## Task prompt
Note each line of the entries that includes "intent". Then copy those lines.

(Dataset entries)
* * *

PR #3407, opened 2025-02-11
Fixes #3405

### LINKED ISSUE #3405: Add switch to force allocation of all exports
This functionality is desired for testing gridcomps in isolation.  The switch will avoid the need to artificially connect all exports to imports in some other gridcomp.

Longer term we may want to allow VariableSpec to specify that any given export should be allocated regardless of connection status.  E.g., the export might be used for computing other exports.    OTOH, this could also be handled via "export dependencies" which already have some implementation foothold in MAPL3.

tclune:
Needs more testing of course.

## Types of change(s)

## Checklist

### DIFF
--- a/generic3g/ComponentSpecParser/parse_component_spec.F90
+++ b/generic3g/ComponentSpecParser/parse_component_spec.F90
@@ -27,10 +27,34 @@ contains
       spec%connections = parse_connections(mapl_cfg, _RC)
       spec%children = parse_children(mapl_cfg, _RC)
 
+      call parse_misc(spec, mapl_cfg, _RC)
+
       call ESMF_HConfigDestroy(mapl_cfg, _RC)
 
       _RETURN(_SUCCESS)
    end function parse_component_spec
+
+   ! TODO - we may want a `misc` section in the mapl section, but
+   ! should wait to see what else goes there.  Or maybe a `test`
+   ! section?
+   
+   subroutine parse_misc(spec, hconfig, rc)
+      type(ComponentSpec), intent(inout) :: spec
+      type(ESMF_HConfig), intent(in) :: hconfig
+      integer, optional, intent(out) :: rc
+
+      integer :: status
+      logical :: has_activate_all_exports
+
+      has_activate_all_exports = ESMF_HConfigIsDefined(hconfig,keyString=COMPONENT_ACTIVATE_ALL_EXPORTS, _RC)
+      if (has_activate_all_exports) then
+         spec%activate_all_exports = ESMF_HConfigASLogical(hconfig, keyString=COMPONENT_ACTIVATE_ALL_EXPORTS, _RC)
+      end if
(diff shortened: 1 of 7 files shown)


generic3g/ComponentSpecParser/parse_component_spec.F90
```diff
@@ -27,10 +27,34 @@ module function parse_component_spec(hconfig, registry, timeStep, refTime, rc) r
       spec%connections = parse_connections(mapl_cfg, _RC)
       spec%children = parse_children(mapl_cfg, _RC)
 
+      call parse_misc(spec, mapl_cfg, _RC)
```
pchakraborty, line 30: Not sure if it has already been discussed, but can't we add `activate_all` to the `states/export` section directly, and have it parsed in `parse_var_specs`? The config file then would look like
```yaml
mapl:
  states:
    export:
      activate_all: true
      E1:
        ...
      E2:
        ...
```
Or, going a step further, something like
```yaml
mapl:
  states:
    export:
      E1:
        activate: true
        ...
      E2:
        ...
```

generic3g/ComponentSpecParser/parse_component_spec.F90
```diff
@@ -27,10 +27,34 @@ module function parse_component_spec(hconfig, registry, timeStep, refTime, rc) r
...
       call ESMF_HConfigDestroy(mapl_cfg, _RC)
 
       _RETURN(_SUCCESS)
    end function parse_component_spec
 
+   ! TODO - we may want a `misc` section in the mapl section, but
+   ! should wait to see what else goes there.  Or maybe a `test`
+   ! section?
+   
+   subroutine parse_misc(spec, hconfig, rc)
```
pchakraborty, line 41: If we were to keep the `activate` switch localized, this would go in `parse_var_specs`.

pchakraborty (commented):
Please see inline comments.

generic3g/ComponentSpecParser/parse_component_spec.F90
tclune: No.  User GC's will not generally use that mechanism for their import/export states.  Useful for our testing of the generic layer, but users will use the ACG.     We could add something to the ACG, but that begs more questions.

@atrayano suggested possible use of ENV variables.  Creates other issues but at least lets the testing framework control this.

Will now spend some time thinking about a "mirror component" to avoid this approach.

generic3g/ComponentSpecParser/parse_component_spec.F90
tclune: How is that more localized than in the MAPL section itself?   The distinction seems at best minor, and at worst misleading as it needs to impact variables that are specified with the ACG / source code and not just those in the `states` section.

pchakraborty (approved):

* * *

## Answer to this exercise
+      type(ComponentSpec), intent(inout) :: spec
+      type(ESMF_HConfig), intent(in) :: hconfig
+      integer, optional, intent(out) :: rc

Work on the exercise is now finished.